Having trouble with the IRS site? Try all caps - quickthrower2
https://www.latimes.com/business/story/2020-04-27/irs-website-hack-coronavirus-stimulus-checks-all-caps
======
paypalcust83
Fun fact: The IRS Economic Impact Payment (EIP) site for non-filers is run by
Intuit. [0]

You gotta love those who lobby against simplifying tax processes and harvest
data on behalf of the IRS. And, I'm absolutely convinced Intuit will treat
that sensitive data with the utmost respect and would never, ever resell a
list of people who haven't filed taxes in a couple of years in order to
discriminate against them in loan applications, leases, and purchases.

0\.
[https://www.freefilefillableforms.com/static/privacy_stateme...](https://www.freefilefillableforms.com/static/privacy_statement.html)

------
danso
So this worked for me, but I hadn't tried since a couple weeks ago (maybe the
all-caps thing was fixed by yesterday?).
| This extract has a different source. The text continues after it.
PR #106, opened 2020-10-01
DM-26953: Update ap_verify system for calibration collections

kfindeisen:
This PR makes `ap_verify`'s Butler interface more specific by replacing general "all collections" queries with a list of expected collections. Recent changes to calibration handling have added collections that should not be used for user input.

What's funny is that the subsequent
step (verifying tax info) had a couple of other old-school slightly bad
practices:

\- Blocking copy-paste of my bank account information

\- Input value for income can't contain commas or a dollar sign

\- Obscuring input field of SSN as if it were a password (I suppose this might
not seem wrong to some folks, but technically SSN isn't a password and most
other sites I've used don't treat it like a password)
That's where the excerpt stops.